Su Instagram non perdi clienti perché offri poco. Le perdi perché, nei primi due secondi, non hai dato loro un motivo per fermarsi. La buona notizia è che vendere online senza risultare invadenti è una questione di metodo, non di talento: si impara. In questo articolo trovi gli ingredienti pratici — l’aggancio iniziale, un po’ di neuromarketing onesto e la chiamata all’azione — per trasformare i tuoi contenuti in appuntamenti reali.
Il primo secondo decide tutto
Il pollice di chi ti guarda si muove velocissimo. L’hook — la frase o l’immagine con cui apri — è ciò che ferma quel pollice. Non deve essere urlato: deve essere pertinente. Un buon hook parla di un problema che la tua cliente sente davvero, o promette qualcosa che vuole ottenere. Tutto il resto del contenuto serve solo a mantenere quella promessa.
5 hook che funzionano nel beauty
- La domanda specifica: «Pelle spenta a fine giornata? Ecco perché (e cosa fare).»
- L’errore comune: «Stai sbagliando il modo in cui strucchi la sera. Ti spiego.»
- Il prima/dopo onesto: «3 sedute, un risultato reale. Nessun filtro.»
- Il dietro le quinte: «Cosa succede davvero durante un trattamento viso.»
- Il numero: «I 2 minuti di skincare che valgono più di 10 prodotti.»
Regola d’oro: scrivi l’hook dopo aver girato il video, guardando ciò che hai, e testane sempre due versioni diverse sullo stesso contenuto. Sarà il pubblico a dirti quale funziona.
Un pizzico di neuromarketing (quello onesto)
Il neuromarketing non è manipolazione: è capire come le persone decidono e togliere gli attriti che le bloccano. Tre leve che puoi usare con serenità:
- Riprova sociale. Le recensioni, i messaggi delle clienti, la sala d’attesa piena raccontano che «qui ci si trova bene» meglio di qualsiasi tua frase. Mostrali.
- Concretezza. «Riduciamo i segni di stanchezza» è vago. «In 3 sedute la pelle appare più compatta» è concreto — e la concretezza rassicura.
- Scarsità vera. «Ho 3 posti liberi questa settimana» funziona solo se è vero. La scarsità finta si sente e brucia la fiducia.
La CTA: dì esattamente cosa fare
Il motivo numero uno per cui un contenuto bello non porta clienti è banale: non chiede niente. Ogni post deve finire con una azione chiara e una sola. «Scrivimi "PELLE" in DM e ti mando la guida», «Prenota la tua consulenza dal link in bio», «Salva questo post per la prossima volta». Una richiesta precisa converte molto più di un generico «seguimi».

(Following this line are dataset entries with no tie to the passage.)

PR #5, opened 2019-01-08
WIP: BaseEntity: remove magic fields `createdAt` and `updatedAt`

pepakriz:
It can be done in a different way - by hooks

### DIFF
--- a/lib/Utils.ts
+++ b/lib/Utils.ts
@@ -7,7 +7,7 @@ import { getMetadataStorage } from './MikroORM';
 
 export class Utils {
 
-  private static readonly DIFF_IGNORED_KEYS = ['_id', '_initialized', 'createdAt', 'updatedAt'];
+  private static readonly DIFF_IGNORED_KEYS = ['_id', '_initialized'];
 
   static isObject(o: any): boolean {
     return typeof o === 'object' && o !== null;
--- a/tests/Utils.test.ts
+++ b/tests/Utils.test.ts
@@ -65,7 +65,7 @@ describe('Utils', () => {
     expect(Utils.diff({a: 'a'}, {a: 'b', b: ['c']})).toEqual({a: 'b', b: ['c']});
     expect(Utils.diff({a: 'a', b: ['c']}, {b: []})).toEqual({b: []});
     expect(Utils.diff({a: 'a', b: ['c']}, {a: 'b'})).toEqual({a: 'b'});
-    expect(Utils.diff({_id: 'a', createdAt: 1, updatedAt: 1}, {_id: 'b', createdAt: 2, updatedAt: 2})).toEqual({}); // ignored fields
+    expect(Utils.diff({_id: 'a'}, {_id: 'b'})).toEqual({}); // ignored fields
     expect(Utils.diff({a: new Date()}, {a: new Date('2018-01-01')})).toEqual({a: new Date('2018-01-01')});
   });
 
@@ -84,7 +84,7 @@ describe('Utils', () => {
     author2.favouriteBook = book;
     author2.version = 123;
     await orm.em.persist([author1, author2, book]);
-    expect(Utils.diffEntities(author1, author2)).toEqual({ name: 'Name 2', favouriteBook: book._id });
+    expect(Utils.diffEntities(author1, author2)).toEqual({ name: 'Name 2', favouriteBook: book._id, updatedAt: author2.updatedAt });
   });
 
   test('copy', () => {
--- a/tests/Utils.test.ts
+++ b/tests/Utils.test.ts
@@ -79,12 +79,11 @@ describe('Utils', () => {
 
   test('prepareEntity changes entity to string id', async () => {
     const author1 = new Author('Name 1', 'e-mail');
-    const book = new Book('test', author1);
     const author2 = new Author('Name 2', 'e-mail');
-    author2.favouriteBook = book;
-    author2.version = 123;
-    await orm.em.persist([author1, author2, book]);
-    expect(Utils.diffEntities(author1, author2)).toEqual({ name: 'Name 2', favouriteBook: book._id, updatedAt: author2.updatedAt });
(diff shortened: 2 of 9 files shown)


B4nan:
I guess you are right that we should remove this magic and let users design their own BaseEntity to support such behaviour. Similar problem is there with `id` and `_id` magic that was baked for mongo only (`id` is string value of mongo's `ObjectID` which is under `_id`). 

But I would like to keep this possible via BaseEntity, so you do not have to pollute your entities like this (lot of boiler plate code in every single entity). Never tried, but I am afraid entity inheritance will not work out of the box. If it would be hard, I was thinking about adding simple configuration switch to disable those fields -- that would be pretty simple and straightforward. 

Anyway, this is gonna be BC, adding `v2` milestone.

lib/Utils.ts
```diff
@@ -7,7 +7,7 @@ import { getMetadataStorage } from './MikroORM';
 
 export class Utils {
 
-  private static readonly DIFF_IGNORED_KEYS = ['_id', '_initialized', 'createdAt', 'updatedAt'];
+  private static readonly DIFF_IGNORED_KEYS = ['_id', '_initialized'];
```
B4nan: I would be careful here, not 100% sure, but this might break something.

tests/entities/Test.ts
```diff
@@ -4,7 +4,7 @@ import { BaseEntity, Entity, Property } from '../../lib';
 export class Test extends BaseEntity {
 
   @Property()
-  name: string;
+  name: string = '';
```
B4nan: Do you need the default value here?

tests/Utils.test.ts
```diff
@@ -79,12 +79,11 @@ describe('Utils', () => {
 
   test('prepareEntity changes entity to string id', async () => {
     const author1 = new Author('Name 1', 'e-mail');
-    const book = new Book('test', author1);
     const author2 = new Author('Name 2', 'e-mail');
-    author2.favouriteBook = book;
```
B4nan: This is wrong, the test is about case with single book by one author, which is also favourite book of another author. And it is there to be sure we do not store the whole object in database, but only the referenced id. 

If this test fails randomly, then you had to break something in the code. Please do not fix stuff like that by simplifying tests.

tests/entities/Test.ts
pepakriz: Yes, because of un unrelated bug - https://github.com/B4nan/mikro-orm/blob/master/lib/UnitOfWork.ts#L116 - `itemChangeSet` can be null. I'll fix it in separated PR

lib/Utils.ts
pepakriz: Really? My idea is to drop all magic properties from entities. And after this commit, fields `createdAt` and `updatedAt` will be standard fields like other. Do you agree?

tests/Utils.test.ts
pepakriz: I understand the idea of the test, but after my changes, it's doing the same job. Isn't it?

The reason why I replaced Author for Book is the `diffEntities` method could return random data. Sometimes it contains `updatedAt` field, sometimes not. It depends on a time interval between field updating.

Previously `updatedAt`, `createdAt` were being excluded from the result, so the easiest way to fix it was to change tested entity which doesn't contain dynamic fields like `Date`.

lib/Utils.ts
B4nan: I definitely want to have this feature without the need to use hooks. I want that for all entities, so its just a boiler plate for me. As I said, I am ok with putting this under config toggle or moving the feature to some decorator, etc. 

One way to do this would be with custom decorators like typeorm does. I am currently working on that drivers support and of course, all this BaseEntity magic is the hardest part to manage (rest is almost ready). I am trying to handle that id: string vs _id: ObjectID thing to custom decorator too, that might be the correct way imho (I am totally fine with having to declare those fields, but not with the need for hooks). 

Back to this specific line, I am not 100% sure that the update hook is fired only when we write to database (it should be, just not sure). It might result in updating the `updatedAt` field even if we do not change other fields. But maybe I am just too scared, I will try just to remove those two from `DIFF_IGNORED_KEYS` without other changes to see how it works in the real world :]

Anyway I was thinking about setting up a slack channel so we can discuss those architectural changes first.

tests/Utils.test.ts
B4nan: How is this connected to your PR? The test was not about created/updated fields, but as I said, about writing reference id instead of the whole object (which is valid case in mongo).

Btw did you try running tests without your changes? It should be stable (at least on my macbook it is, as well as on CI afaik). The issue you are talking about sounds strange.

B4nan: Hmm I think I understand finally - you removed those fields from ignored and it fails randomly. Anyway, the test is still valid.

This can be solved easily by using different expectation (`toMatchObject` instead of `toEqual`), or by removing those created/updated fields from the returned difference manually before asserting.

B4nan: Or we could simply assert that `name === 'Name 2'` and `favouriteBook === book._id` with two simple asserts.

pepakriz: > Or we could simply assert that `name === 'Name 2'` and `favouriteBook === book._id` with two simple asserts.

The best and the simplest :+1:  I'll change it

B4nan: Actually we could assert only that `diff.favouriteBook === book._id` here, as that is the real thing the test is about. There are many others that cover basic scalar property updates.

B4nan:
I did try to rebase your branch and finish the job there, but it was full of conflicts after I merged the drivers branch. 

Anyway now you need to define those fields manually like this to have it working:

```
  @Property()
  createdAt = new Date();

  @Property({ onUpdate: () => new Date() })
  updatedAt = new Date();
```

I also fixed hooks - your approach was not working because hooks were run agains entities too late (after we compute the change set) so changes to entity done inside hook was never persisted.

Dal like all’appuntamento (e al pagamento sereno)
Quando la cliente arriva in cabina convinta dai tuoi contenuti, l’ultimo ostacolo è quasi sempre lo stesso: il prezzo del percorso completo. È il momento in cui il «ci penso» rischia di vanificare tutto il lavoro fatto online. Offrire il pagamento a rate sul pacchetto trasforma quell’esitazione in un sì: la cliente inizia oggi il percorso che voleva, e tu incassi subito l’intero importo. Il contenuto porta la persona fino alla porta; una proposta di pagamento comoda la fa entrare.
In sintesi: aggancia nei primi due secondi, sii concreto e onesto, chiudi con una sola richiesta chiara — e togli l’ultimo attrito, quello del prezzo, con una dilazione semplice.